個人的には第3章の最初の「苦労に苦労を重ねることによって磨かれ完成した人格は、その人の仕事にこもる。」という言葉が、特に心に響きました。「今日、成功を見るに至った企業には、坦々とした果てしない道のりがあり、人知れない、それこそ言うに言えない苦労がいっぱいあったと思う。」とあります。

本人がそれを苦労ととらえているかどうかは別として、沢山の努力、失敗、体験が見えないところにあり、その上に成功があることは、企業に限らず他の組織でも個人でも同様でしょう。成功を氷山の一角ととらえるか、氷山のすべてととらえるかで、成功するか、人格が磨かれるかが決まるような気がします。

「塾生諸君もみずからの人生をそういう考え方で歩まんといかんな。」とまとめています。医療人は臨床ではなかなか失敗することが許されない環境にあります。一方、臨床研究は最初から失敗することがわかっている研究は倫理的に問題がありますが、そうでなければ結果的に失敗することは許されると思います。

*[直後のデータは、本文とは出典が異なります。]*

PR #10439, opened 2026-09-11
all: smoother ratings handling (fixes #10438)

### LINKED ISSUE #10438: extract rating persistence from PlanetRatingComponent
PlanetRatingComponent currently owns database persistence, loading and error handling, and rating aggregate reconciliation alongside its UI responsibilities. This makes the behavior harder to reuse and increases the risk of persistence logic drifting between rating entry points.

Move shared rating persistence into RatingService while preserving existing user-facing behavior.

Mutugiii:
Fixes #10438

## Summary
- centralizes rating save and delete operations in RatingService
- centralizes rating aggregate normalization
- extracts shared rating form types and field definitions
- simplifies PlanetRatingComponent by delegating persistence
- preserves existing rating behavior and regression coverage

## Summary by CodeRabbit

* **New Features**
  * Added a shared rating form with rating and comment fields.
  * Ratings can be saved, updated, and deleted while keeping aggregate scores and rating counts accurate.
  * Rating records support both resource and course content.

* **Bug Fixes**
  * Improved handling of rating errors with visible alerts and consistent loading-state cleanup.
  * Preserved existing comments when updating a rating without providing a new comment.

### DIFF
--- a/src/app/shared/forms/planet-rating.component.spec.ts
+++ b/src/app/shared/forms/planet-rating.component.spec.ts
@@ -17,6 +17,7 @@ const initialRating = () => ({
   userRating: {
     _id: 'r-1',
     _rev: '1-a',
+    item: 'item-1',
     rate: 5,
     comment: 'Original comment',
     user: { name: 'learner', gender: 'female' }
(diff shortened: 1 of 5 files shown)


dogi:
**Review — rating: 87/100**

Promoting to `merge`. Gate checked at head `5ba020da`: CI green on that exact commit (22 runs `success`, suite started 2026-09-11T19:51:16Z vs head committed 19:50:27Z); `git merge-tree --write-tree origin/master pr/10439` exits 0; 2 commits behind master, merges clean. No human approval, which the gate doesn't require.

**The component drops from 7 injected dependencies to 4** and stops knowing that ratings live in a `ratings` database. `CouchService`, `DialogsLoadingService` and `StateService` all leave `planet-rating.component`, which is the right direction — a presentational rating widget shouldn't be assembling `createdOn`/`parentCode` from configuration.

**Two details here are easy to get wrong and are both right.**

The loading indicator starts inside `defer`, with the comment explaining why:

```ts
private withLoading<T>() {
  return (source: Observable<T>): Observable<T> => defer(() => {
    this.dialogsLoadingService.start();
    return source.pipe(finalize(() => this.dialogsLoadingService.stop()));
  });
}
```

Start at pipe-construction time instead of subscribe time is the standard way this leaks a spinner that never stops; deferring keeps `start`/`stop` paired per subscription.

The destructuring default is the other one:

```ts
{ item, type, rate, existingRating = {}, comment = existingRating.comment ?? '', ratingInfo = {} }
```

`existingRating` is bound before `comment` references it, so this evaluates correctly — and the comment above it says exactly why it has to be in that order. It matches the old `...this.rating.userRating, ...form.value` spread semantics, where rating via the stars alone preserved the stored comment rather than blanking it; the component's `'comment' in value ? ... : this.rating.userRating.comment || ''` keeps the same behaviour from the other side. `createdTime: existingRating.createdTime || this.couchService.datePlaceholder` likewise reproduces what the old spread ordering did by accident.

Removing `showAlert` from the component's `ratingError()` while the service's `ratingError()` adds it means one alert, not two or zero. Checked that `planetMessage` is still used for six other messages in the component, so it's not an orphaned injection.

**I checked the default change and it's inert.** `@Input() ratingType` goes from `''` to `'resource'`, which would silently retype ratings saved by any call site that omitted it. All four `planet-rating` usages pass it explicitly:

```
courses.component.html:302                [ratingType]="'course'"
courses-view-detail.component.html:4      [ratingType]="'course'"
resources.component.html:308              [ratingType]="'resource'"
resources-view.component.html:80          [ratingType]="'resource'"
```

学会発表や論文執筆で多くの経験、失敗をすることは、貴重な学習と成長の機会であり、人格の研磨にも有用かもしれません。臨床で失敗できない分、研究で失敗を含めた経験を積むことをおすすめします。

目次

1章 学び方―みずからを鍛え、磨き、高める(体験を生かす人、捨て去る人
人を幸せにするリーダー
自分で自分を監督しているか
自修自得をしているか
実学の積み重ねが一瞬にして現われる
習うことも教えることもできないこと
素直な心で知恵を磨く
自分を叱り自分をほめているか
自我は一生つきまとう
先見性は必要か
肉眼と心眼)

2章 考え方―事の本質を知り、知恵を使いこなす(洞察力のある人になる
志を固めて、堅持する
世間から知恵を授かる
追いつめられて、いい知恵は出てくる
融通無碍になる
人間の性を認める
“清”を飲んでも“濁”は捨てる
人間を高め、知恵を高める
自分で辛酸をなめる
努力の総和が繁栄を産む
悲観と楽観
心に善意をもつ)

3章 働き方―人間の本質を知り、人間を大切にする(人格と仕事
ふわふわしていては何もできない
先立つものは信用
熱意と運命
一人一業
商品と広告宣伝
社会通念という義務
本業に専心する
それぞれにそれぞれの役割がある
“とどめ”を刺す
発展と衰退にある真理
会社という運命共同体
前進すべきか、撤退すべきか
ただ厳しいだけではいけない
“空気”でわかる)

4章 生き方―限りない希望、大いなる理想に燃える(青春とは心の若さである
天の要望に従う
時運に乗る人、乗れない人
困窮を知る尊さ
悩みに負けない
度胸のある生き方
私心を捨てる
運命を生かすのは自分
辛抱強く耐える力)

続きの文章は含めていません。